Bah, you guys! I knew you all would push me 

Son, those are crazy stories!


----------



## sachem allison

not stories, my life.lol


----------



## Don Nguyen

sachem allison said:


> not stories, my life.lol



Just goes to show your life could be a very captivating book


----------



## CrisAnderson27

Don Nguyen said:


> Bah, you guys! I knew you all would push me
> 
> Son, those are crazy stories!



See ya there buddy =p.


----------



## Asteger

If I might hop in, Murray strikes me as, basically, just an honest guy. He knows what he knows and will impart his knowledge, which must be extensive considering how focused he's been in his life. He doesn't always have the right polish about how he presents himself, granted, and can come off as a bit of a square but who cares. 



Lefty said:


> ...He's short and to the point, and very "military" in how he converses with others...

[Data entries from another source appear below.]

PR #107661, opened 2023-05-21
Remove user scope from filips.FirefoxPWA 2.5.0

mdanish-kh:
`user` scope for WiX installers generally does not work well because of a bug/design issue with WiX installers in that the installer installs per-user but incorrectly writes the uninstall entries to HKEY_LOCAL_MACHINE that makes WinGet think it's a per-machine install. This causes users not being able to upgrade the package after installation through WinGet. For best UX, it's best to remove the user scope from the manifest

-----

 ###### Microsoft Reviewers: [Open in CodeFlow](https://portal.fabricbot.ms/api/codeflow?pullrequest=https://github.com/microsoft/winget-pkgs/pull/107661)

### DIFF
--- a/manifests/f/filips/FirefoxPWA/2.5.0/filips.FirefoxPWA.installer.yaml
+++ b/manifests/f/filips/FirefoxPWA/2.5.0/filips.FirefoxPWA.installer.yaml
@@ -5,49 +5,25 @@ PackageIdentifier: filips.FirefoxPWA
 PackageVersion: 2.5.0
 InstallerLocale: en-US
 MinimumOSVersion: 10.0.0.0
+ElevationRequirement: elevatesSelf
+Scope: machine
 UpgradeBehavior: uninstallPrevious
 Installers:
 - Architecture: x86
   InstallerType: wix
-  Scope: user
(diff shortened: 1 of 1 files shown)


russellbanks (approved):

filips123:
Is there any way to fix the installer, so it works properly both in user and machine scope?

mdanish-kh:
This is an issue with almost every MSI installer that is made using WiX. You can find related discussion over at https://github.com/microsoft/winget-cli/issues/3011

filips123:
So, this means that WiX-made installers cannot be installed in a user scope with `winget`, unless this issue is fixed in WiX Toolset or `winget-cli` gets some other way of detecting installation scope?

mdanish-kh:
> So, this means that WiX-made installers cannot be installed in a user scope with `winget`, unless this issue is fixed in WiX Toolset or `winget-cli` gets some other way of detecting installation scope?

Unfortunately yes. WinGet detects scope from where the installer writes its uninstall entries in Registry (HCKU corresponds to `user`, HKLM -> `machine`). The issue is that if a user installs a WiX installer in user scope, subsequent updates would fail because WinGet looks for a compatible installers in the upgrade scenario that matches the architecture and scope of the current installation. Since the current installation would be detected as "machine-scoped", WinGet would fail with `No applicable upgrade found`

I think that about hits it, partly just because of the way he speaks. Plus, I've seen the odd photo where he's hammering a blade with a sidearm on his belt. Not sure if that's what his mentor over in Kyushu envisioned when naming him a '16th generation Yoshimoto bladesmith' but so be it!


----------



## cheezit

I saw him open-carrying at the Western Blacksmithing Conference, Murray was hand forging a knife with Bill Burke. I don't see why it's a bad representation of his legacy. I remember reading that Murray was one of the few Caucasians to have a gun license in Japan, too. How about this one:







:lol2:


----------



## CrisAnderson27

I don't find the open carry thing that odd at all. But then again, it's pretty common in Arizona. We don't even need a concealed carry license anymore.


----------



## cookinstuff

I think Murray is a great guy, he was the first custom maker I looked into. As a Canadian east coaster myself, there wasn't exactly somebody like him making knives, now is slightly different, with another Canadian east coaster on this forum cranking out sexy customs. I must say my Rodrigue's and Carter's are a great source of pride in my kit, nothing against any of the American or Japanese customs in my kit, it's just we Canadians stick together.

At the same time, I have seen Murray catch a certain amount of flack for his drive to learn to fly and race motorcycles, but he clearly is an adrenaline junky and very interested in all things military. I personally wish I had both, the free time and the money to do some of the things I have seen him starting to do, and for people to laugh and or take personal shots at what somebody wants to do with their money or free time is beyond me. Some people have alot stranger hobbies than racing motorcycles and flying helicopters. He makes great knives, buy one!


----------



## cookinstuff

btw those pictures are hilarious :lol2:


----------



## CrisAnderson27

What a unique and enjoyable experience!! We just left dinner with Murray...I'll post up pictures etc later.


----------



## cheezit

Dinner? How did that one happen?


----------



## CrisAnderson27

We met Murray before the seminar...went over our knives, and overall had a really great discussion. After the seminar Don, Murray, myself, and Eytan (the owner of Phoenix Knife House) walked across the street to a restuarant for dinner. All in all it was an incredibly enjoyable evening .


----------



## CrisAnderson27

I got a number of pictures...but in the end they're all pretty much the same. The seminar covered his history growing up...why and when he went to Japan, and how his apprenticeship was conducted...a bit on his business theory, and then his steps for sharpening (the same as on his YouTube videos). He passed around the knife through various stages, and the differences were readily apparent. Oddly enough, before he started the knife easily cut paper...but he didn't feel it was sharp enough.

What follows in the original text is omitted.